Cachondearse de los caídos es un deporte nacional hasta tal punto que encuentras a gente capaz de trenzar amables apologías de un cargo público investigado por un fiscal, pero que elige como un inmejorable objeto de crítica burlona a algún destituido. El diputado tinerfeño Héctor Gómez no ha llegado a cumplir un año como portavoz del grupo parlamentario del PSOE en el Congreso de los Diputados. Sin mayores miramientos el presidente Pedro Sánchez lo ha fulminado para sustituirlo por Patxi López, uno de los políticos más mediocres y encamastrado que ha soportado el socialismo vasco. Que López haya sido – por una carambola irrepetible –lehendakari y Txiki Benegas, Mario Onaindia o Ramón Jaúregui no se antoja un chiste –no demasiado gracioso – de la historia.

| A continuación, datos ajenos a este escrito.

PR #420, opened 2021-07-30
Use string edges for keyword arguments

abergeron:


abergeron:
I have a problem with the python backend for Apply.  It doesn't parse applies correctly and assumes that it's `Apply(fn, args, kwargs)`.

I'll try to fix that next week.

myia/basics.py
```diff
@@ -143,3 +142,11 @@ def return_(x):
...
     """Resolve the name in the given namespace."""
     return ns[key]
+
+
+def concat(*args):
+    """Contatenate the arguments in a tuple.
+
+    This is the same functionally as make_tuple, but used for macros.
+    """
+    return args
```
breuleux: `concat` should concatenate the arguments, i.e. `reduce(operator.add, args, ())`. I'm not sure why you would concatenate the arguments in `apply` rather than have `concat` do it.

myia/compile/backends/python/code_generator.py
```diff
@@ -331,7 +339,14 @@ def _str_make_dict(self, *inputs):
...
         """Formatter for apply `apply`, which seems to represent a call with args and kwargs."""
-        return f"{self._label(fn)}(*{self._rvalue(args)}, **{self._rvalue(kwargs)})"
+        params = []
+        l, _ = args.args()
+        for e in l:
+            params.append(f"*{self._rvalue(e)}")
+        l, _ = kwargs.args()
+        for e in l:
+            params.append(f"**{self._rvalue(e)}")
+        return f"{self._label(fn)}({', '.join(params)})"
```
breuleux: Requiring `apply` to have two `concat` as arguments (and not checking that they are `concat`) is somewhat fragile. I would find it less ad hoc to have `concat` actually do something and generate `f(*tuple_concat(a, b), **dict_concat(c, d))`, or `f(*(*a, *b), **{**c, **d})`. Then `apply` can take arbitrary expressions and still work.

myia/ir/print.py
```diff
@@ -19,8 +19,12 @@ def _print_node(node, buf, nodecache, offset=0):
...
     print(f"{nodecache(node.fn)}(", end="", file=buf)
+    args, kwargs = node.args()
+    args = [nodecache(a) for a in args]
+    args.extend(f"{k}={nodecache(v)}" for k, v in kwargs.items())
+
     print(
-        ", ".join(nodecache(a) for a in node.inputs),
+        ", ".join(args),
         end="",
         file=buf,
```
breuleux:
```suggestion
        file=buf
```

I believe that'll make `black` collapse the call into a single line.

myia/compile/backends/python/code_generator.py
abergeron: I'm ok with that but then how is that really different from star and dstar?

breuleux: I suppose it's not? I'm not sure what you mean.

abergeron:
This has been updated to reflect review comments.

myia/basics.py
```diff
@@ -72,19 +72,18 @@ def global_universe_setitem(h, value):
...
     kwargs = {}
-    for g in groups:
-        if isinstance(g, tuple):
-            args.extend(g)
-        else:
-            kwargs.update(g)
+    for a in args_:
+        args.extend(a)
+    for k in kwargs_:
+        kwargs.update(k)
```
breuleux: You forgot to fix `basics.apply`.

abergeron: Yep

breuleux (approved):

PR #421, opened 2021-08-02
Inference tests from master branch

notoraptor:
I reopend my PR here, as @breuleux PR is now merged.
- Still WIP, I will fix more tests today.
- Numpy dependencies removed.
- Basic support for dict added.
- currently 187 failed, 170 passed, 3 xfailed among added tests


notoraptor:
Update.

For added tests:

`pytest -vvs tests/operations/ tests/test_infer.py`:
- `131 failed, 202 passed, 26 xfailed in 22.92s`

I think I won't improve it too much from now to meeting, so I stop here for now.

What do you think ? @breuleux

notoraptor:
Well, I guess it's ready for a review and possible merging now, @breuleux !

myia/abstract/data.py
```diff
@@ -273,6 +279,33 @@ def __hrepr__(self, H, hrepr):
...
+
+    @property
+    def keys(self):
+        """Get list of key types."""
+        return self.elements[::2]
+
+    @property
+    def values(self):
+        """Get list of value types."""
+        return self.elements[1::2]
```
breuleux: I would rather avoid having a specific `AbstractDict` type here. The basic idea behind Abstract is that all the subtypes are the elements, and the interface contains the necessary information to figure out what to do with them. In this case, for e.g. `{"a": 1, "b": 2.3}` I would use something like `AbstractStructure((int, float), {"interface": dict_with_keys("a", "b")})`. The int and float are the things we can't throw away because they are the types of the actual things we need to put in the dictionary, whereas the keys "a" and "b" we can eventually throw away along with the interface when we replace the dict by a simple tuple.

myia/infer/inferrers.py
```diff
@@ -47,52 +63,486 @@ def partial_inferrer(node, args, unif):
...
+        raise AssertionError(
+            f"getattr can currently only be used for methods, got {interface}.{result} (type {type(result)})"
+        )
         # new_node = Constant(result)
     yield Replace(new_node)
     res = yield Require(new_node)
     return res
 
 
+def getitem_inferrer(node, args, unif):
```
breuleux, line 94: Instead of special casing various interfaces, this can dispatch to `x.__getitem__(y)` through `Replace`, and the various builtin types' getitem methods can have inferrers.

myia/infer/inferrers.py
```diff
@@ -47,52 +63,486 @@ def partial_inferrer(node, args, unif):
...
+    return data.AbstractStructure(elements, {"interface": list})
+
+
+def make_dict_inferrer(node, args, unif):
+    """Inferrer for the make_dict function."""
+    arg_types = yield RequireAll(*args)
+    return data.AbstractDict(arg_types)
+
+
+def len_inferrer(node, args, unif):
```
breuleux, line 202: This can just dispatch to `x.__len__()`.

myia/infer/inferrers.py
```diff
@@ -47,52 +63,486 @@ def partial_inferrer(node, args, unif):
...
+        b_casted = node.graph.apply(cls, b_node)
+        new_node = node.graph.apply(getattr(cls, bin_op), a_node, b_casted)
+        yield Replace(new_node)
+        res = yield Require(new_node)
+        return res
+
+
+def operator_add_inferrer(node, args, unif):
+    """Inferrer for the operator.add function."""
+    return _bin_op_inferrer("__add__", "__radd__", node, args, unif)
```
breuleux: It would be more economical to have `_bin_op_inferrer("__add__", "__radd__")` return the inferrer, and write that directly in the inferrers directly. (Same for below).

tests/infer/from_master/master_inferrers.py
```diff
@@ -0,0 +1,87 @@
+"""Supplementary inferrers for testing.
```
breuleux: Could you keep `from_master` in a different branch? I don't see a purpose in merging these in.

notoraptor: Done!

myia/infer/inferrers.py
notoraptor: Done!

myia/infer/inferrers.py
notoraptor: Shouldn't `x.__len__()` return an integer in any case ? If so, I think we could just check that interface has the `__len__` method, then assume return type is a `int`.

breuleux: It is true that `len` forces its result to be an integer, but if the user defines their own `__len__` method and it returns something else than an integer, we would like to be able to report an error.

myia/infer/inferrers.py
notoraptor: Done!

myia/infer/inferrers.py
notoraptor: OK, done !

myia/abstract/data.py
notoraptor: OK ! I removed AbstractDict and just use an AbstractStructure instead. I keep the same code logic (ie. interface as `dict`, and elements as list of flattened key-value types, corresponding to what `make_dict` would receive).

This allows a basic support for dicts, but I guess dict support will be modified/updated later for more complex cases.

notoraptor:
@breuleux PR updated!

myia/abstract/map.py
```diff
@@ -366,6 +369,12 @@ def abstract_map2(  # noqa: F811
     if len(x.elements) != len(y.elements):
         raise MapError(x, y, reason="Structures have different lengths")
 
+    if x.tracks.interface is dict:
+        # Just check keys, tracks will be checked below.
+        for kx, ky in zip(x.elements[::2], y.elements[::2]):
+            if kx is not ky:
+                raise MapError(kx, ky, "Different dict keys")
+
```
breuleux: The keys should be in the interface, though (e.g. a class `DictWithKeys("x", "y")`), and if the keys are different, the interfaces would be different, so there would be no need to special case anything.

myia/abstract/to_abstract.py
```diff
@@ -20,11 +21,35 @@ def to_abstract(self, xs: tuple):
...
+    # Override `to_abstract` instead of `precise_abstract` so that
+    # dict string keys are abstracted will string values in any case.
+    return data.AbstractAtom({"interface": type(x), "value": x})
+
+
+@ovld
+def to_abstract(self, x: dict):  # noqa: F811
+    return data.AbstractStructure(
+        [self(el) for item in x.items() for el in item], {"interface": dict}
+    )
```
breuleux: They keys should not be in the structure's elements.

notoraptor:
@breuleux PR updated about dicts, anyway !

I'm working on splitting it.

Los más viejos del lugar –siempre que su sueldo no dependa de Sánchez –recordarán cuando el secretario general no imponía sin más al portavoz parlamentario. Bajo el hiperliderazgo de Felipe González, en los años noventa, se llegó incluso a un enfrentamiento directo, cuando González quiso que la portavocía recayera en Carlos Solchaga – exministro de Economía y de Industria – y se encontró con la resistencia de los todavía numerosos guerristas y de los residuales de Izquierda Socialista, que apoyaban la continuidad de Eduardo Martín Toval. Se votó y Solchaga – un magnífico portavoz, por cierto — ganó por los pelos. Hoy esa situación ha devenido inimaginable. Felipe González guardó siempre un respeto básico a la organización – aunque reclamaba y practicaba una fiera autonomía desde y para el Gobierno – y el partido, maltrecho y burocratizado, todavía estaba vivo. Ahora mismo el PSOE se ha visto reducido a instrumento propagandístico al servicio del Gobierno y, en última instancia, del propio Sánchez y de una estrategia que no consulta con nadie y para nada. Los últimos cambios – entre los que estuvo la salida de Gómez – intensifican la gubernamentalizacion del PSOE, con la invención de un comité de dirección trufado de ministros y que convertirá a la comisión ejecutiva federal en un ágora de ilustres bustos más o menos parlantes.
El nombramiento de Gómez – cuya experiencia parlamentaria era bastante limitada — fue realmente una temeridad de la que el propio diputado no pareció demasiado consciente. Gómez es un hombre que pierde el sueño y el pellejo trabajando, ordenado y sistemático, exquisitamente educado y de una lealtad pétrea al presidente. Hace tiempo que no se expresa habitualmente en español y se limita a pronunciar con mucho convencimiento los argumentarios de Ferraz. Pero nada de eso ha sido suficiente para una legislatura en minoría siempre pendiente de negociaciones, ajustes, reajustes, renuncias, apuestas y zancadillas. Hace un año todo parecía felizmente encarrilado y las dificultades pactateras más o menos controlables. Gómez podía utilizar la portavocía como un duro pero apasionante aprendizaje para seguir escalando en el cursus honorum psocialista. Todo ha cambiado abrupta y dramáticamente y ahora las relaciones parlamentarias no son un terreno para el que baste un sonriente y laborioso hortelano que sale de su casa antes del amanecer y llega con todas las luces ya apagadas. Mantener a Gómez es como sostener a un interlocutor que se presentase en casa de un sicario con una flor en una mano y una caja de bombones en la otra. De hecho en las últimas semanas eran otros – ministros precisamente – los que llevaban las intranquilizadoras conversas con Ezquerra Republicana, Bildu y otras congregaciones espirituales. Gómez asentía y culminaba algún fleco. La política siempre ha sido dura, sórdida y miserable, pero en la España poscovid y en el psocialismo ensanchistado lo es más que nunca.